The "Hidden" GPU-to-CPU Sync

Here’s a hard-earned lesson: Don't try to read back visibility data from the GPU to decide what to put in your bundle.

If you use a Compute Shader to do frustum culling (which you should at 100k objects), and then try to bring that visibility list back to JavaScript to record a new GPURenderBundle, you will introduce a "stall." The CPU will wait for the GPU to finish the compute pass, killing your parallelism.

Instead, the most advanced WebGPU architectures use Indirect Drawing.
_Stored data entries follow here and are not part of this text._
PR #626, opened 2021-05-14
feat: stub out currently unsupported method types for REST clients

software-dov:
The initial scope for DIREGAPIC is unary method calls, but clients
must still expose _all_ API methods in order to fit the internal interface.
Just return helfpul errors for now.

### DIFF
--- a/internal/gengapic/genrest.go
+++ b/internal/gengapic/genrest.go
@@ -162,10 +162,9 @@ func (g *generator) genRESTMethod(servName string, serv *descriptor.ServiceDescr
 }
 
 func (g *generator) serverStreamRESTCall(servName string, s *descriptor.ServiceDescriptorProto, m *descriptor.MethodDescriptorProto) error {
-	// Streaming calls will most likely NEVER be supported for REST clients,
+	// Streaming calls are not currently supported for REST clients,
 	// but the interface signature must be preserved.
-	// Making sure not to call streaming methods on a REST client, or checking for
-	// errors in a situation with mixed gRPC and REST clients, is left to user code.
+	// Unimplemented REST methods will always error.
 
 	inType := g.descInfo.Type[m.GetInputType()]
 
@@ -193,10 +192,9 @@ func (g *generator) serverStreamRESTCall(servName string, s *descriptor.ServiceD
 }
 
 func (g *generator) noRequestStreamRESTCall(servName string, s *descriptor.ServiceDescriptorProto, m *descriptor.MethodDescriptorProto) error {
-	// Streaming calls will most likely NEVER be supported for REST clients,
+	// Streaming calls are not currently supported for REST clients,
 	// but the interface signature must be preserved.
-	// Making sure not to call streaming methods on a REST client, or checking for
-	// errors in a situation with mixed gRPC and REST clients, is left to user code.
+	// Unimplemented REST methods will always error.
 
 	p := g.printf
 
--- a/internal/gengapic/genrest.go
+++ b/internal/gengapic/genrest.go
@@ -132,9 +132,8 @@ func getHTTPInfo(m *descriptor.MethodDescriptorProto) (*httpInfo, error) {
 // If the generated method requires an auxiliary type, it is added to aux.
 func (g *generator) genRESTMethod(servName string, serv *descriptor.ServiceDescriptorProto, m *descriptor.MethodDescriptorProto) error {
 	if g.isLRO(m) {
-		// TODO(dovs
 		g.aux.lros[m] = true
-		return nil
+		return g.lroRESTCall(servName, m)
 	}
 
 	if m.GetOutputType() == emptyType {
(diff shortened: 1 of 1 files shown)


internal/gengapic/genrest.go
```diff
@@ -144,23 +143,152 @@ func (g *generator) genRESTMethod(servName string, serv *descriptor.ServiceDescr
...
+		return err
+	}
+	g.imports[servSpec] = true
+
+	p := g.printf
+	lowcaseServName := lowcaseRestClientName(servName)
+	p("func (c *%s) %s(ctx context.Context, req *%s.%s, opts ...gax.CallOption) (%s.%s_%sClient, error) {",
+		lowcaseServName, m.GetName(), inSpec.Name, inType.GetName(), servSpec.Name, s.GetName(), m.GetName())
+	p("  var resp %s.%s_%sClient", servSpec.Name, s.GetName(), m.GetName())
+	p("  return resp, fmt.Errorf(\"%s not yet supported for REST clients\")", m.GetName())
```
noahdietz, line 189: Why not just `return nil, fmt.Errorf...)`?

noahdietz, line 189: Use backticks instead of double quotes for the `p()` argument so that you can use double quotes in the generated code without escaping them.

internal/gengapic/genrest.go
```diff
@@ -144,23 +143,152 @@ func (g *generator) genRESTMethod(servName string, serv *descriptor.ServiceDescr
...
+		return err
+	}
+	g.imports[servSpec] = true
+
+	lowcaseServName := lowcaseRestClientName(servName)
+
+	p("func (c *%s) %s(ctx context.Context, opts ...gax.CallOption) (%s.%s_%sClient, error) {",
+		lowcaseServName, m.GetName(), servSpec.Name, s.GetName(), m.GetName())
+	p("  var resp %s.%s_%sClient", servSpec.Name, s.GetName(), m.GetName())
+	p("  return resp, fmt.Errorf(\"%s not yet supported for REST clients\")", m.GetName())
```
noahdietz, line 215: Same things here.

noahdietz (commented):
Everywhere there are escaped double quotes, please use back ticks for the entire format string so that you don't have to escape the double quotes.

internal/gengapic/genrest.go
software-dov: The client is a value type, isn't it?

noahdietz: Nope, its an interface, example: https://github.com/googleapis/go-genproto/blob/bf773b8c83843d36cf305c12f292d88251b5e690/googleapis/cloud/bigquery/storage/v1/storage.pb.go#L1103-L1106

internal/gengapic/genrest.go
```diff
@@ -144,23 +143,152 @@ func (g *generator) genRESTMethod(servName string, serv *descriptor.ServiceDescr
...
 	default:
-		// TODO(dovs)
 		return g.unaryRESTCall(servName, m)
 	}
 }
 
+func (g *generator) serverStreamRESTCall(servName string, s *descriptor.ServiceDescriptorProto, m *descriptor.MethodDescriptorProto) error {
+	// Streaming calls will most likely NEVER be supported for REST clients,
+	// but the interface signature must be preserved.
+	// Making sure not to call streaming methods on a REST client, or checking for
```
vchudnov-g, line 167: BiDi streaming will definitely never be supported over REST.
Unidirectional streaming may be. 
I would change the wording to "streaming calls are not currently supported..."

internal/gengapic/genrest.go
software-dov: My bad, it's an interface.

internal/gengapic/genrest.go
```diff
@@ -144,23 +143,152 @@ func (g *generator) genRESTMethod(servName string, serv *descriptor.ServiceDescr
...
+	// errors in a situation with mixed gRPC and REST clients, is left to user code.
```
vchudnov-g, line 168: I think we should error eagerly when calling an unimplemented REST method and minimize the burden on the developer. Sounds to me like that's what you're doing below, so your comment is slightly confusing. The user is already checking for errors. Maybe simplify to ~"Users should not call unimplemented REST methods, which will error"?

noahdietz (commented):
lgtm but I will let @vchudnov-g Approve

vchudnov-g (approved):
The code LGTM, but please do address my previous wording comments.

BTW, the paging implementation here is just for standard paging for now (not including the new GCE patterns), right?

internal/gengapic/genrest.go
software-dov: Changed wording to say "Unimplemented REST methods will always error."

software-dov:
> BTW, the paging implementation here is just for standard paging for now (not including the new GCE patterns), right?

Correct. This is just copy/pasted to set up the iterator for now.

PR #627, opened 2021-05-14
gapic: include import hint in all examples

noahdietz:
IDK why the original implementation of example import hints only generated the hint for methods with non-Empty response types...but that doesn't seem right because a Delete still has to provide a request message, which always comes from go-genproto. Fixing that oddity and some weird conditional organization.

### DIFF
--- a/internal/gengapic/testdata/empty_example.want
+++ b/internal/gengapic/testdata/empty_example.want
@@ -11,6 +11,8 @@ func ExampleNewClient() {
 }
 
 func ExampleClient_GetEmptyThing() {
+	// import mypackagepb "mypackage"
+
 	ctx := context.Background()
 	c, err := Foo.NewClient(ctx)
 	if err != nil {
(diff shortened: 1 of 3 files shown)


internal/gengapic/testdata/empty_example.want
```diff
@@ -351,6 +353,8 @@ func ExampleClient_GetOperation() {
 }
 
 func ExampleClient_DeleteOperation() {
+	// import longrunningpb "google.golang.org/genproto/googleapis/longrunning"
```
codyoss, line 356: Should the `// import mypackagepb "mypackage"` also be included in addition?

noahdietz: In this example, no, because this is a "mix in" method - an RPC form the Operations service we are surfacing on the client b.c the API exposes it.

codyoss (approved):

PR #635, opened 2021-05-17
chore: don't include import comments in examples

tbpg:
Imports are automatically detected and included on pkg.go.dev. We don't
need to duplicate a subset of the imports as comments in the example
code.

For example, see
https://pkg.go.dev/cloud.google.com/go@v0.81.0/channel/apiv1#example-CloudChannelClient.ChangeRenewalSettings.


codyoss (approved):
LGTM

noahdietz (approved):

PR #1545, opened 2021-08-16
[story/ECP-582] - send reminder email on ECP year open

d-a-v-e:


app/jobs/send_reminder_emails_job.rb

With drawIndexedIndirect, the "count" of how many objects to draw lives in a GPUBuffer. The JavaScript code doesn't even know how many objects are being drawn; it just tells the GPU: "Look at this buffer, and draw whatever number is written at byte 0."

// Drawing 100,000 objects without JS knowing which ones are visible
renderPass.setPipeline(pipeline);
renderPass.setBindGroup(0, globalBindGroup);
renderPass.setVertexBuffer(0, masterVertexBuffer);
// The draw command parameters are fetched from a buffer on the GPU
renderPass.drawIndexedIndirect(indirectBuffer, 0); 

Summary: The Architectural Shift

Achieving 100,000 active objects in WebGPU isn't about writing a faster loop; it's about avoiding the loop entirely.

1. Eliminate the overhead: Use GPURenderBundle to bake your draw calls so the browser doesn't have to re-validate them every frame.
2. Flatten your data: Stop using individual uniform buffers. Use one massive Storage Buffer and index into it using instance_index.
3. Stay on the GPU: Use Compute Shaders for culling and drawIndirect to keep the visibility logic on the hardware.

The move from WebGL to WebGPU is a move from "telling the GPU what to do" to "setting up a system where the GPU tells itself what to do." If your JavaScript is doing more than just passing a few orchestration buffers per frame, you aren't yet tapping into the real power of the API. Focus on the bundles, respect the validation cost, and let the storage buffers carry the weight.